THE EMPLOYMENT SITUATION -- JULY 2012


Total nonfarm payroll employment rose by 163,000 in July, and the unemployment rate
was essentially unchanged at 8.3 percent, the U.S. Bureau of Labor Statistics reported
today. Employment rose in professional and business services, food services and drinking
places, and manufacturing.

Household Survey Data

Both the number of unemployed persons (12.8 million) and the unemployment rate (8.3
percent) were essentially unchanged in July. Both measures have shown little movement
thus far in 2012. (See table A-1.)

Among the major worker groups, the unemployment rate for Hispanics (10.3 percent) edged
down in July, while the rates for adult men (7.7 percent), adult women (7.5 percent),
teenagers (23.8 percent), whites (7.4 percent), and blacks (14.1 percent) showed little
or no change. The jobless rate for Asians was 6.2 percent in July (not seasonally
adjusted), little changed from a year earlier. (See tables A-1, A-2, and A-3.)

In July, the number of long-term unemployed (those jobless for 27 weeks and over) was
little changed at 5.2 million. These individuals accounted for 40.7 percent of the
unemployed. (See table A-12.)

Read more: http://www.bls.gov/news.release/empsit.nr0.htm



Good morning, Freepers and DUers alike. I especially welcome viewers from across the aisle. You're paying for this information too, so you ought to see this as much as anyone.

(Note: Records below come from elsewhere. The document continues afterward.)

PR #8115, opened 2019-03-01
Try updating SDK

pakrym:
cc @sebastienros

### DIFF
--- a/global.json
+++ b/global.json
@@ -1,6 +1,6 @@
 {
   "sdk": {
-    "version": "3.0.100-preview-010184"
+    "version": "3.0.100-preview4-010309"
   },
   "msbuild-sdks": {
     "Yarn.MSBuild": "1.13.0"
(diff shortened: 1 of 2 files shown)


pakrym:
Blocked on https://github.com/dotnet/sdk/pull/3002

sebastienros:
Do you mean you will take a newer sdk instead? But in that case you would just close this PR, so I don't get why it's blocked.

pakrym:
Ok, I'll close it after it fails.

pakrym:
Hm, it looks like it will pass. I guess we are not affected by the mentioned issue.

sebastienros:
Somehow expected, this SDK is much older (2 weeks), the latest is around `3.0.100-preview4-010553` and the issue only appeared yesterday. This is the one I was using on benchmarks.

I think we should still take it, and then the new one when it's ready, because there might be other issues with it.

sebastienros (approved):

PR #8125, opened 2019-03-02
IBufferWriter<T>.Advance(int) invalidates span

AArnott:
Per https://github.com/dotnet/dotnet-api-docs/pull/1949/files#diff-7c9a27ba441e8b9f136c5e7499b6cae3R47, any call to `IBufferWriter<T>.Advance(int)` should be assumed to have invalidated any prior result of `GetSpan(int)`, so we need to reset our Span so it's reacquired on the next write.

### DIFF
--- a/src/Servers/Kestrel/Core/src/Internal/BufferWriter.cs
+++ b/src/Servers/Kestrel/Core/src/Internal/BufferWriter.cs
@@ -69,6 +69,9 @@ namespace System.Buffers
                 _bytesCommitted += buffered;
                 _buffered = 0;
                 _output.Advance(buffered);
+                
+                // Calling IBufferWriter<T>.Advance(int) may have invalidated our cached Span<T>, so reacquire next time.
+                _span = default;
             }
         }
 
--- a/src/Servers/Kestrel/perf/PlatformBenchmarks/BufferWriter.cs
+++ b/src/Servers/Kestrel/perf/PlatformBenchmarks/BufferWriter.cs
@@ -30,6 +30,9 @@ namespace PlatformBenchmarks
             {
                 _buffered = 0;
                 _output.Advance(buffered);
+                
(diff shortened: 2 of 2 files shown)


AArnott:
CC: @davidfowl

benaadams:
If you like that, then you'll love this https://github.com/TechEmpower/FrameworkBenchmarks/blob/14e19d782cc5d7f8164490f3467b3981a2a8e27d/frameworks/CSharp/aspnetcore/PlatformBenchmarks/BenchmarkApplication.Fortunes.cs#L38-L56

src/Servers/Kestrel/Core/src/Internal/BufferWriter.cs
```diff
@@ -69,6 +69,9 @@ public void Commit()
                 _bytesCommitted += buffered;
                 _buffered = 0;
                 _output.Advance(buffered);
+                
+                // Calling IBufferWriter<T>.Advance(int) may have invalidated our cached Span<T>, so reacquire next time.
+                _span = default;
```
benaadams: This will regress `EnsureMore` which immediately sets the span after `Commit`, so should be factored differently

AArnott:
> If you like that, then you'll love this 

Why? I fail to see the relevance.

benaadams:
> > If you like that, then you'll love this

> Why? I fail to see the relevance.

A copy is taken of the `BufferWriter` to `lengthWriter` to later add a length prefix; then lots of Writing occurs which is likely at some point to hit `WriteMultiBuffer` => `EnsureMore` => `Commit` and then the lengthWriter is use to write the final length to a span prior to all the data; after which it does a final `Commit` before moving onto the `FlushAsync` of the `PipeWriter` in the outer caller

anurse:
This got super stale :(. I'm going to close it, since there is some outstanding feedback and it probably needs to be rebased. Feel free to reopen if you'd like to re-submit.

PR #8135, opened 2019-03-03
Add option to restrict the maximum hub message size

davidfowl:
- This change moves the limit checking from the transport layer to the protocol parsing layer. One nice side effect is that it gives us better control over error handling.

Fixes https://github.com/aspnet/AspNetCore/issues/8121 and https://github.com/aspnet/AspNetCore/issues/5307

Notes:
- The transport limits just slow down the client, but it doesn't prevent extra buffering. See the issue for more details.

### DIFF
--- a/src/SignalR/server/Core/src/HubOptions.cs
+++ b/src/SignalR/server/Core/src/HubOptions.cs
@@ -37,9 +37,9 @@ namespace Microsoft.AspNetCore.SignalR
         public IList<string> SupportedProtocols { get; set; } = null;
 
         /// <summary>
-        /// Gets or sets the maximum message size of a single hub message.
+        /// Gets or sets the maximum message size of a single incoming hub message. The default is 32KB.
         /// </summary>
-        public long? MaximumMessageSize { get; set; } = null;
+        public long? MaximumReceiveMessageSize { get; set; } = null;
 
         /// <summary>
         /// Gets or sets a value indicating whether detailed error messages are sent to the client.
--- a/src/SignalR/server/Core/src/HubOptions.cs
+++ b/src/SignalR/server/Core/src/HubOptions.cs
@@ -37,6 +37,11 @@ namespace Microsoft.AspNetCore.SignalR
         public IList<string> SupportedProtocols { get; set; } = null;
 
         /// <summary>
+        /// Gets or sets the maximum message size of a single hub message.
+        /// </summary>
+        public long? MaximumMessageSize { get; set; } = null;
+
+        /// <summary>
         /// Gets or sets a value indicating whether detailed error messages are sent to the client.
         /// Detailed error messages include details from exceptions thrown on the server.
         /// </summary>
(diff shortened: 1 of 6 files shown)


src/SignalR/server/SignalR/test/HubConnectionHandlerTestUtils/Utils.cs
```diff
@@ -72,7 +72,7 @@ public static IServiceProvider CreateServiceProvider(Action<ServiceCollection> a
             return services.BuildServiceProvider();
         }
 
-        public static Connections.ConnectionHandler GetHubConnectionHandler(Type hubType, Action<ServiceCollection> addServices = null, ILoggerFactory loggerFactory = null)
+        public static Connections.ConnectionHandler GetHubConnectionHandler(Type hubType, ILoggerFactory loggerFactory = null, Action<ServiceCollection> addServices = null)
```
davidfowl: Lambdas should be last.

src/SignalR/server/Core/src/HubOptions.cs
```diff
@@ -36,6 +36,11 @@ public class HubOptions
         /// </summary>
         public IList<string> SupportedProtocols { get; set; } = null;
 
+        /// <summary>
+        /// Gets or sets the maximum message size of a single hub message.
+        /// </summary>
+        public long? MaximumMessageSize { get; set; } = null;
```
JamesNK: This is just for receive, right? Should the name be MaximumReceiveMessageSize?

src/SignalR/server/Core/src/Internal/HubOptionsSetup.cs
```diff
@@ -16,6 +16,8 @@ public class HubOptionsSetup : IConfigureOptions<HubOptions>
 
         internal static TimeSpan DefaultClientTimeoutInterval => TimeSpan.FromSeconds(30);
 
+        internal const int DefaultMaximumMessageSize = 32 * 1024 * 1024;
```
JamesNK: Include the default size in the HubOptions.MaximumMessageSize XML doc?

src/SignalR/server/SignalR/test/HubConnectionHandlerTests.cs
```diff
@@ -452,6 +453,191 @@ public async Task HandshakeSuccessSendsResponseWithoutError()
...
+                    await connectionHandlerTask.OrTimeout();
+                }
+            }
+
+            Assert.NotNull(exception);
+            Assert.Equal(exception.Message, $"The maximum message size of {maximumMessageSize}B was exceeded. The message size can be configured in AddHubOptions.");
+        }
+
+        [Fact]
+        public async Task ManyHubMessagesUnderTheMessageSizeButConfiguredWithMax()
```
JamesNK: good test 👍

src/SignalR/server/Core/src/Internal/HubOptionsSetup.cs
davidfowl: Done

JamesNK (approved):

src/SignalR/server/Core/src/HubOptions.cs
```diff
@@ -36,6 +36,11 @@ public class HubOptions
         /// </summary>
         public IList<string> SupportedProtocols { get; set; } = null;
 
+        /// <summary>
+        /// Gets or sets the maximum message size of a single incoming hub message. The default is 32KB.
```
BrennanConroy: "Null means no maximum message size" or is that implicit with nullable types

BrennanConroy (approved):

Issue #7283, opened 2019-02-05
Provide friendly error message when manually constructing UrlHelper with endpoint routing


JamesNK:
re: https://github.com/aspnet/AspNetCore/issues/5135#issuecomment-460777543

`UrlHelper` doesn't work when endpoint routing is enabled. Lets provide friendly error message when someone manually constructs `UrlHelper` when endpoint routing is enabled. Message would explain the cause of the error and how to fix it.

PR #8145, opened 2019-03-04
Add friendly error message to UrlHelper for when there is no IRouter

JamesNK:
Addresses #7283

### DIFF
--- a/src/Mvc/Mvc.Core/src/Routing/UrlHelper.cs
+++ b/src/Mvc/Mvc.Core/src/Routing/UrlHelper.cs
@@ -40,8 +40,8 @@ namespace Microsoft.AspNetCore.Mvc.Routing
                 if (routers.Count == 0)
                 {
                     throw new InvalidOperationException("Could not find an IRouter associated with the ActionContext. "
-                        + "If your application is using endpoint routing then you can get a UrlHelper instance with "
-                        + "dependency injection or use Microsoft.AspNetCore.Routing.LinkGenerator.");
+                        + "If your application is using endpoint routing then you can get a IUrlHelperFactory with "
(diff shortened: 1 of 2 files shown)


src/Mvc/Mvc.Core/src/Routing/UrlHelper.cs
```diff
@@ -32,7 +32,21 @@ public UrlHelper(ActionContext actionContext)
...
         /// </summary>
-        protected IRouter Router => ActionContext.RouteData.Routers[0];
+        protected IRouter Router
+        {
+            get
+            {
+                var routers = ActionContext.RouteData.Routers;
+                if (routers.Count == 0)
+                {
+                    throw new InvalidOperationException("Could not find an IRouter associated with the ActionContext. "
```
JamesNK: I also tried this in the UrlHelper constructor and it broke tests. Placing the check here means that the exception will only be thrown if the IndexOutOfRangeException was already going to be thrown.

rynowak: Sounds good.

src/Mvc/Mvc.Core/src/Routing/UrlHelper.cs
```diff
@@ -32,7 +32,21 @@ public UrlHelper(ActionContext actionContext)
...
+                        + "If your application is using endpoint routing then you can get a UrlHelper instance with "
+                        + "dependency injection or use Microsoft.AspNetCore.Routing.LinkGenerator.");
```
rynowak: This is false. You can't get a `UrlHelper` from DI. That's one of the problems that link generator solves.

users can instead resolve an `IUrlHelperFactory` and put in the action context. Don't have an action context? that's another one of the problems link generator solves.

JamesNK:
:up: :date:

rynowak (approved):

I heard an estimate earlier this morning that the growth in employment would be on the order of 100,000. What is important about these statistics is not so much this month’s number, but the trend. So let’s look at some earlier numbers. We’ll start with the ADP estimate.

ADP, for employment in July:

The ADP National Employment Report July 2012

BLS, for employment in June:

http://www.democraticunderground.com/1014160067
Payroll employment continues to edge up in June (+80,000); jobless rate unchanged (8.2%)

Of particular importance for the BLS estimate for June was this article from that day’s Wall Street Journal.

Unemployment Line Longer Than It Looks‎

AHEAD OF THE TAPE
Updated July 5, 2012, 7:26 p.m. ET

By SPENCER JAKAB Here is a statistic for the politically inclined: No incumbent president has won re-election with an unemployment rate above 7.2% since the Great Depression.

Economists expect Friday's release of June employment data will show 95,000 new jobs added. Meantime, the unemployment rate is seen unchanged at 8.2%. That may be bittersweet or just plain bitter depending on one's political slant, but it is difficult to reconcile today's rate with past periods.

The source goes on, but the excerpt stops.